[Biophp-dev] Seeking comments on CVS, XML, and other TLA's

biophp-dev@bioinformatics.org biophp-dev@bioinformatics.org
Tue, 8 Apr 2003 00:32:47 -0600


On Sunday 06 April 2003 11:35 pm, Dong Gregorio wrote:
> Welcome, Greg!  Nice to see another "Greg" on board.  =)
>
> As for the build, I'm PHP (4.2 I think) on a Windows machine,
> and Apache 1.3.  Haven't found the time yet to get the latest.
> How about you, Sean?  What are you using?

A CVS snapshot from about a week ago (4.3.2 pre-release) built
as CLI.  I need to update to a more recent snapshot as they've
apparently fixed the problem installing the Java support when you're
only building the CLI version...

On my server, it's 4.3.something with apache 1.3.27(as I recall)

> >Is it worth all the extra hassle ? In the mood for opening a "can of
> >worms" is see ;]
>
> Hehe, well, Sean, how about it?  =)

As I once saw in a .sig on Slashdot:
"The can's already open, the worms are EVERYWHERE..." :-)

I just keep having trouble really CONVINCING myself that
the apparently complex framework of tag-handling functions
that you seem to have to build to parse XML with an "official" 
parser is really any better than easier-to-follow regular expressions
(DESPITE the fact that on a purely "rational" level I can certainly
see that at a certain point the complexity of a set of regular expressions
for parsing eventually becomes worse than the XML parser, but still...)

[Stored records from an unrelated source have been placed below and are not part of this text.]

PR #13542, opened 2025-01-22
fix: dispose the isolated handle

### LINKED ISSUE #13537: [Bug]: Clicked node is retained in memory

```TypeScript

await page.setContent(`<button>Click me!</button>`)

const button = await page.waitForSelector('button');

if (process.argv.includes('good')) {
  // Using the standard JS click will not retain the node in memory
  await button.evaluate(el => el.click());
} else {
  // Using the puppeteer `click()` will retain the node in memory
  await button.click();
}

// Attempt to remove the node from memory
await button.evaluate(async el => {
  el.remove();
  await new Promise(requestAnimationFrame);
});
await button.dispose();

const session = await page.createCDPSession();
const {detachedNodes} = await session.send('DOM.getDetachedDomNodes');
console.log(detachedNodes);

await page.close();
await browser.close();

if (detachedNodes.length) {
  console.log('BAD: Detached nodes found!');
  process.exit(1);
} else {
  console.log('GOOD: No detached nodes found!');
}
```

I intend to stick as much as possible with "default" capabilities in PHP
(i.e. the SAX parser, which is included in PHP builds by default,  rather than
XML-DOM which has to be specifically asked for at compile-time), which in 
this case is probably just as well - with DOM you have to load the entire
XML structure into memory before you can start doing anything with it, whereas
the SAX parser deals with it bit by bit as it comes in.  Considering how large
some of the datafiles we may end up dealing with can be...

I'm thinking I should set up a "utilities" directory of classes with
not-specifically-bioinformatics classes for dealing with basic things
like POST'ing queries to web interfaces (and the "core" XML parser class).

> >- BioPHP consistency -> many "bio" formats are moving to xml

This much is true, and my gut feeling is that at least in my case, 
once I FINALLY get to the point where I have a "feel" for how
to actually use XML parsers that it won't be too bad.

I have to confess my weekend has been spent "slacking off" (well, if 
you can count manual labor hauling boxes out of storage and such as
"slacking off") so I haven't yet gotten to looking at the example code
that Greg was kind enough to forward - I'll try to get to that tomorrow.

With "parsing philosophy" being the real holdup at this point for me, I 
really need to get on that.  Once done, the rest ought to be comparatively
easy...

> >- Differentiate BioPHP as fundamentally supporting XML

That thought HAD crossed my mind, but since it seems you have to 
code up tag/structure handling functions for each document type
ANYWAY, and since ideally the "guts" of the BioPHP classes will
be a "black box" to people using it, I'm not sure that's inherently
worth more than mere "bragging rights" (not that I don't care about
"bragging rights", but...) 

(Of course, being open source, these "black boxes" have metaphorical
easy-open latches on them so people can look at that guts if they
really want to :-) )

> >- Why bother with flatfiles ? BioPerl/Python/Java probably do
> >  these already

BioPerl/Python/Java/Ruby/Lisp also already deal with DNA sequences...
should we ignore them as well, then? :-)

Besides, I'd consider formats such as Phylip, Clustal, ASN.1, etc. to
be "flat files", and parsers for them will be handy.